Il est composé de trois phases qui sont énumérées ci-dessous :

Cela implique la reconnaissance des positions sur une molécule d'ADN où la réplication commencera.

Il comprend les événements se produisant au niveau de la fourche de réplication, où les polynucléotides parents sont copiés.

C'est moins compris. Il se produit lorsque la molécule mère a été complètement répliquée.

(a) Initiation:

Dans une cellule, la réplication de l'ADN commence à des emplacements spécifiques du génome, appelés « origines » . Dans le cas d'E. coli, l'origine de réplication est une séquence d'environ 245 paires de bases (pb) appelée oriC. Les origines contiennent des séquences d'ADN reconnues par des protéines initiatrices de réplication (par exemple, DnaA dans E. coli et le complexe de reconnaissance d'origine dans la levure), ces protéines se lient pour démarrer le processus de réplication. Les protéines initiatrices recrutent d'autres protéines pour séparer les deux brins et initier des fourches de réplication.

Le déroulement de l'ADN à l'origine et la synthèse de nouveaux brins forment une fourche de réplication. La fourche de réplication est une structure qui se forme lorsque l'ADN est répliqué. Il est créé par l'action de l'hélicase, qui rompt les liaisons hydrogène qui maintiennent les deux brins d'ADN ensemble. La structure résultante a deux ramifications “prongs”, chacune composée d'un seul brin d'ADN.

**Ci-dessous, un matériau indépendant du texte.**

PR #4851, opened 2025-01-15
bugfix: broken eop memory compatibility check

crusso:
The eop memory compatibility check was slightly broken and would try to compare `memory` fields with different tags.

Consider:

v0.mo
```
persistent actor {

  var four : [var (Nat, Text)] = [var];
  var zero = 0;

}
```
v1.mo
```
persistent actor {

  var three : [var (Nat, Text)] = [var];
  var zero = 0;

}
```
this upgrade should be allowed because `four` is dropped and `three` is added, while `zero` is preserved, but eop would fail with memory compatibility error.

The search for the next tag in the subtype would assume that the next tag found was less or equal when, in fact, it could be a higher tag in the case the field is absent on the left, which is allowed for memory compatibility.

Needs careful review. 

Maybe it would be safer to adjust the code to have two cases, one for main_actor, and another for !main_actor.


test/run-drun/tmp_upgrade/version1.mo
```diff
@@ -0,0 +1,6 @@
+persistent actor {
+
+  var three : [var (Nat, Text)] = [var];
+  var zero = 0;
+
+}
```
crusso, line 6:
```suggestion
}

```

luc-blaeser (approved):
Thanks a lot for having found this bug and for this fix!

crusso:
Superseded

PR #4852, opened 2025-01-16
Mitigate timer job submission failures

ggreif:
This deals with the (unlikely) possibility that the send queue is not full when the timer servicing action is submitted, but becomes full while submitting the user jobs. Now we catch the failure and re-add (single-expiration) jobs to the start of the priority queue.

This is the missing piece to #4846.

This is an incremental change, so that we don't have to touch the happy path. A rewrite would be justified to collapse gathering and self-sends.

There is an optimisation realised in `@prune`, the same could be done in `gatherExpired(n.post)` with a slight restructuring of the conditions:
``` Motoko
      if (n.expire[0] <= now and gathered < thunks.size()) {
        if (n.expire[0] > 0) {
          ...
        };
        gatherExpired(n.post)
      }
```

### DIFF
--- a/src/prelude/internals.mo
+++ b/src/prelude/internals.mo
@@ -614,7 +614,10 @@ func @timer_helper() : async () {
 
   var failed : Nat64 = 0;
   func reinsert(job : () -> async ()) {
-    if (failed == 0) @timers := @prune @timers;
+    if (failed == 0) {
+      @timers := @prune @timers;
+      ignore (prim "global_timer_set" : Nat64 -> Nat64) 1
+    };
     failed += 1;
     @timers := ?(switch @timers {
       case (?{ id = 0; pre; post; job = j; expire; delay })


src/prelude/internals.mo
```diff
@@ -612,9 +612,22 @@ func @timer_helper() : async () {
   ignore (prim "global_timer_set" : Nat64 -> Nat64) exp;
   if (exp == 0) @timers := null;
 
+  var failed : Nat64 = 0;
+  func reinsert(job : () -> async ()) {
+    if (failed == 0) @timers := @prune @timers;
```
crusso, line 617: is this ìf`supposed to fall through to next code?

src/prelude/internals.mo
```diff
@@ -612,9 +612,22 @@ func @timer_helper() : async () {
...
+    failed += 1;
+    @timers := ?(switch @timers {
+      case (?{ id = 0; pre; post; job = j; expire; delay })
```
crusso, line 620: why does this match on id =  0?

src/prelude/internals.mo
ggreif: The PQ needs to be pruned of expunged expirations only once.

But this is also the place where we should set the global timer to 1.

src/prelude/internals.mo
ggreif: Only already `reinsert`-ed nodes (special `id` = 0) should be delegated into the `pre` part of the PQ.

src/prelude/internals.mo
```diff
@@ -544,7 +544,7 @@ func @prune(n : ?@Node) : ?@Node = switch n {
     if (n.expire[0] == 0) {
       @prune(n.post) // by corollary
     } else {
-      ?{ n with pre = @prune(n.pre); post = @prune(n.post) }
+      ?{ n with pre = @prune(n.pre) }
```
ggreif, line 547: rationale: current node is not expunged, so the `post` portion won't contain any either

src/prelude/internals.mo
ggreif: This tree rotation maintains the original expiration order.

src/prelude/internals.mo
```diff
@@ -612,9 +612,25 @@ func @timer_helper() : async () {
   ignore (prim "global_timer_set" : Nat64 -> Nat64) exp;
   if (exp == 0) @timers := null;
 
+  var failed : Nat64 = 0;
+  func reinsert(job : () -> async ()) {
+    if (failed == 0) {
+      @timers := @prune @timers;
+      ignore (prim "global_timer_set" : Nat64 -> Nat64) 1
```
ggreif, line 619: At this point there are no `id` = 0 nodes in the PQ. They were all in the front and have been gathered.

src/prelude/internals.mo
ggreif: Done in 321786aee3ccfe910c42b16c02c7c48030c91e9c.

crusso (approved):
LGTM - thanks for the offline explanation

Chez les bactéries, qui ont une seule origine de réplication sur leur chromosome circulaire, ce processus crée finalement une structure « ? En revanche, les eucaryotes ont des chromosomes linéaires plus longs et initient la réplication à des origines multiples et dont les fourches de réplication progressent sur des distances plus courtes. Par exemple, la levure a environ 322 origines, ce qui correspond à 1 origine pour 36 kb d'ADN, et les humains ont environ 20 000 origines, soit 1 origine pour 150 kb d'ADN. Une fois initiées, deux fourches de réplication peuvent émerger de l'origine et progresser en sens inverse le long de l'ADN. La réplication est donc bidirectionnelle avec la plupart des génomes (Fig. 3.4).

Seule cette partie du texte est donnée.